Select Language:
Since OpenAI rolled out its o1 reasoning models for ChatGPT, the AI sector has taken notice, leading to a surge of interest in “test-time compute,” also known as inference scaling. The prevailing perspective has shifted from merely creating larger models to allowing these models more time to “think” while generating responses in order to enhance their intelligence and reasoning capabilities.
Recently, Google unveiled its inaugural reasoning model, dubbed “Gemini 2.0 Flash Thinking.” Much like ChatGPT o1, this model reevaluates its responses before delivering a final answer. The goal is to enable the model to rigorously assess all potential outcomes to ensure accuracy. This approach to inference scaling has resulted in significantly improved performance, even with smaller models.
With Google now entering the “test-time compute” arena, it’s time to compare its approach with OpenAI’s o1 and o1-mini models. For added perspective, I’ve included China’s DeepSeek-R1-Lite-Preview model, which adopts a similar method. Let’s dive into how Gemini 2.0 Flash Thinking, ChatGPT o1, and DeepSeek R1 Lite stack up against each other.
Reasoning Tests
We’ll start with the well-known Strawberry question, where AI models are tasked with counting the letter ‘r’ in the word. In this case, Google’s Gemini 2.0 Flash Thinking falters, claiming there are two ‘r’s in “Strawberry.” In contrast, both ChatGPT o1 and the smaller o1-mini model correctly identify that there are three. Similarly, DeepSeek’s model also provides the correct answer.
Next, I challenged all three models to name Indian states that lack the letter ‘a’ in their names. While Gemini 2.0 Flash Thinking correctly identified Sikkim, it also mistakenly included three other states that contain the letter ‘a,’ showcasing its reasoning shortcomings. In contrast, ChatGPT o1, o1-mini, and DeepSeek successfully listed only Sikkim.

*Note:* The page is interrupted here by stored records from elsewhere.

PR #1646, opened 2015-12-21
Don't check preview window

kghost:


lcd047:

kghost:
syntastic check syntax and open location-list for preview window, which is unnecessary.

lcd047:
Syntastic needs a file of a known filetype to even consider running checks.  If your preview window actually corresponds to a file on disk, then whatever set it that way is badly broken.  Also, your patch is wrong.  But whatever, it's an easy fix, please see 281b294.

PR #1654, opened 2016-01-03
JSCS checker: Removing warning when receiving empty json response.

scottis:
Removing the warning that is printed when an empty json response is received from jscs.


lcd047:
This is the wrong fix.  Please see 3280220 instead.

PR #1662, opened 2016-01-09
Added stylelint syntax checker for scss file types from css stylelint syntax checker.

dylansm:
It's nearly identical to css checker, but uses scss file type and passes an additional flag: -s "scss" (syntax: "scss").


dylansm:
Looks like this might be better refactored as indicated here: https://github.com/scrooloose/syntastic/wiki/Syntax-Checker-Guide#duplicates

lcd047:
Yes, the way described in the guide is preferable.  Commit 1f4846f.

PR #1663, opened 2016-01-13
Added rubber-info checker for tex

slollo:


lcd047:
`rubber-info` is mainly a log parser.  This is not a problem by itself, but the checker doesn't do anything to make sure the logs are up to date after you make changes to the sources.  This is not apropriate for syntastic.  There are also other problems, f.i. the checker looks for `rubber` instead of `rubber-info` for activation, and lines such as the following are ignored by your `errorformat`:
```
vuldmexp.tex:170-172: Overfull \hbox (2.01886pt too wide) (page 3)
```
Sorry, but no.

PR #1666, opened 2016-01-14
Added configuration for jscs if it's available in the project folder

nemisj:
Explicit specifying config file path

### DIFF
--- a/syntax_checkers/javascript/jscs.vim
+++ b/syntax_checkers/javascript/jscs.vim
@@ -29,7 +29,8 @@ function! SyntaxCheckers_javascript_jscs_IsAvailable() dict
 endfunction
 
 function! SyntaxCheckers_javascript_jscs_GetLocList() dict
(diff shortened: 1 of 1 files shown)


lcd047:
This is not a good idea.  It breaks backward compatibility for no reason, it prevents the use of a config file with a name different from `.jscsrc`, and it can be achieved with standard Vim mechanisms without patching syntastic.  It's also an attempt to use syntastic to work around a usability problem in JSCS.  Sorry, but no.

nemisj:
@lcd047, can you please tell me how I can achieve this with standard Vim mechanisms so that i can have my jscs@2.8.0 working with .jscsrc in our project folder by using :w ?

lcd047:
One way to do it:
```vim
autocmd BufNewFile,BufReadPre *.js let b:syntastic_javascript_jscs_args =
    \ '--config ' . findfile('.jscsrc', escape(expand('%:p:h'), ' ') . ';')
```

nemisj:
thanks :) will useit

PR #1674, opened 2016-01-25
Added a flag for javac_config_file to use git root to find the config…

glentakahashi:
Having to open vim from the root of the git repo in order to get the functionality of .syntastic_javac_config is pretty annoying, so I added a flag to have syntastic check to see if the file exists at the root of the git repo regardless of where you open vim.

### DIFF
--- a/syntax_checkers/java/javac.vim
+++ b/syntax_checkers/java/javac.vim
@@ -55,8 +55,16 @@ if !exists('g:syntastic_java_javac_config_file_enabled')
     let g:syntastic_java_javac_config_file_enabled = 0
 endif
 
+if !exists('g:syntastic_java_javac_config_file_use_git_root')
+    let g:syntastic_java_javac_config_file_use_git_root = 0
+endif
+
 if !exists('g:syntastic_java_javac_config_file')
-    let g:syntastic_java_javac_config_file = '.syntastic_javac_config'
+    if g:syntastic_java_javac_config_file_use_git_root
+        let g:syntastic_java_javac_config_file = system('echo -n `git rev-parse --show-toplevel`') . '/.syntastic_javac_config'
+    else
+        let g:syntastic_java_javac_config_file = '.syntastic_javac_config'
+    endif
 endif
 
 if !exists('g:syntastic_java_javac_custom_classpath_command')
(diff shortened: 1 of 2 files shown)


lcd047:
About the `javac` checker:

* you can set `syntastic_java_javac_config_file` with an `autocmd`, without changing syntastic; this is consistent with Vim's approach everywhere else;
* you don't need to run `git` to find the root of the project; searching upwards for `.syntastic_javac_config` (or for `.git`) would be enough;
* the checker is already an order of magnitude more complicated  than any other one; it should be simplified, not made even more complex;
* the Java environment is not friendly to command-line applications; if you need more features than syntastic offers you should consider switching to an IDE.

As for adding support for `tsx`:

* please don't mix unrelated patches in PRs;
* changes to defaults are not accepted without very strong reasons; in this case you can achieve the same by setting `syntastic_typescript_tsc_args`, without changing syntastic;
* learning how to take advantage of `autocmd` would save you a lot of time.

Sorry, but no.

glentakahashi:
Thanks for the feedback @lcd047 !
I forgot that pushing back to develop would add new changes to the PR so sorry for that.

Good points all around, I'll look into using `autocmd`. I guess I should have started an issue thread before doing a random PR. (Still getting into the hang of contributing to public repos)

glentakahashi:
@lcd047 I can't find the flag syntastic_typescript_tsc_args or something that would parse the args properly. It seems as though they're hardcoded. Would that be a valid PR to submit?

lcd047:
See `:help syntastic-config-makeprg`.  But you probably want something like this instead:
```vim
autocmd BufNewFile,BufReadPre *.js  let g:syntastic_java_javac_config_file =
    \ findfile('.syntastic_javac_config', escape(expand('%:p:h'), ' '))
```

glentakahashi:
I ended up using this which I found from `:help findfile()`

```
" Search upwards for .syntastic_javac_config
autocmd BufNewFile,BufReadPre *.java let g:syntastic_java_javac_config_file = findfile('.syntastic_javac_config', '.;')
```

lcd047:
The difference between your `autocmd` and the one I wrote above is that mine starts looking for a `.syntastic_javac_config` in the base directory of the current file, while yours starts from the current directory.

PR #2229, opened 2018-11-06
Checker ansible/ansible_lint: fix errorformat

netzvieh:
ansible-lint now has a slightly different outputformat for errors:

```
prepare-host.yaml:24: [E302] chmod used in place of argument mode to
file module
```

Append the errorformat so this gets recognized by syntastic.


lcd047:
Merged, thank you!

In another test, I posed a challenging prompt designed by Riley Goodside to see how well the AI models could make connections and arrive at the accurate answer. Unfortunately, Gemini 2.0 Flash Thinking, o1-mini, and DeepSeek all fell short, providing incorrect answers.
Name a specific instance of the entertainment form whose acronym could also stand for the first names of a group who visited a country whose future leader married an Italian.
However, ChatGPT o1 successfully answered “Final Fantasy VII,” identifying it as a Japanese role-playing game. The model traced back to The Beatles, whose members (John, Ringo, Paul, and George) visited India, where the future leader Rajiv Gandhi married an Italian.

For a multimodal test, I uploaded an image containing a math problem from Gemini’s Cookbook, prompting both Gemini 2.0 Flash Thinking and ChatGPT o1. In this test, Gemini outperformed ChatGPT significantly.

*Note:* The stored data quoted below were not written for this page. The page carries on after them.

PR #2241, opened 2019-01-21
Add validator.nu checkers for XHTML and SVG

kevinoid:
The [validator.nu](https://validator.nu) service supports XHTML and SVG in addition to HTML.  This pull request refactors html/validator so that the API calling logic can be shared, then adds checkers for XHTML and SVG by calling the shared function.  Let me know what you think.

Thanks for considering,
Kevin

### DIFF
--- a/doc/syntastic-checkers.txt
+++ b/doc/syntastic-checkers.txt
@@ -107,6 +107,7 @@ SYNTAX CHECKERS BY LANGUAGE                          *syntastic-checkers-lang*
     Solidity.................................|syntastic-checkers-solidity|
     SQL......................................|syntastic-checkers-sql|
     Stylus...................................|syntastic-checkers-stylus|
+    SVG......................................|syntastic-checkers-svg|
 
     Tcl......................................|syntastic-checkers-tcl|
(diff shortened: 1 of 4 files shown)


lcd047:
I like to change things in a [single place][dups], so please see f6ec8a41 instead.  The interface is horrendous (mainly because the API of `validator.nu` is horrendous), but syntastic is practically dead anyway, so maybe that's good enough.

[dups]: https://github.com/vim-syntastic/syntastic/wiki/Syntax-Checker-Guide#duplicates

kevinoid:
That works for me.  Thanks @lcd047!

> syntastic is practically dead anyway

That's news to me.  Thanks for mentioning it.  Could you elaborate?

lcd047:
People have been asking for asynchronous checking for a long time.  Syntastic is unlikely to get asynchronous checking, mainly because of my health condition, and my vanishing interest in Vim development.  So many former syntastic users have migrated to [ALE][ale].

[ale]: https://github.com/w0rp/ale

kevinoid:
Good to know.  Sorry to hear about your health condition.  Thanks again for adding SVG+XHTML and for the information!

PR #2244, opened 2019-01-26
Checker php/phpstan: fix errorformat option (BC break in PHPStan 0.11)

jwmwalrus:
PHPStan version 0.11 changes the command-line flag from `--errorFormat` to `--error-format`.  That change makes the checker unusable.

This PR fixes it.


lcd047:
Merged, thank you.

PR #2245, opened 2019-01-28
Correct syntax error in oclint.vim

JackStillwell:
Path: syntastic/syntax_checkers/c/oclint.vim
Line: 28
Char: 106
Correction: ' ' -> ')'


lcd047:
Merged, thank you.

Gemini successfully recognized the triangle as right-angled and calculated that the overlapping area constituted 1/4th of the circle. By dividing the circle’s area by four, it concluded with an answer of 9π/4 (with a radius of 3), which approximates to 7.065.

On the other hand, ChatGPT o1 misclassified the triangle as isosceles, leading to an incorrect conclusion. It appears that when it comes to multimodal queries, particularly in image analysis, Google currently holds a competitive edge.
Initial Impressions
Google’s Gemini 2.0 Flash Thinking model is undeniably faster and more proficient, although my first impression is that it doesn’t quite match the intelligence of ChatGPT o1, or even the o1-mini model. My tests suggest that ChatGPT o1 exhibits more thoughtfulness and attention to factual accuracy.
It’s important to note that Gemini 2.0 Flash Thinking’s reasoning capabilities have been developed from a foundational smaller model, making direct comparisons with the state-of-the-art ChatGPT o1 somewhat unfair. It would be prudent to hold off on a final assessment until we see the larger Gemini 2.0 Pro Thinking model, which is expected to perform better and display enhanced reasoning skills.
Thus far, Gemini 2.0 Flash Thinking’s main strengths reside in its multimodal capabilities, including adeptness in video, audio, and image processing. This leads me to believe it surpasses competing reasoning models in this area. Additionally, numerous users have noted its effective approach to solving complex problems like the Putnam 2024 Problem and the Three Gambler’s Problem. Clearly, it has applications that extend beyond basic reasoning.
Overall, this competition in reasoning and intelligence development is just beginning, and we can expect significant advancements in this field as we head into 2025.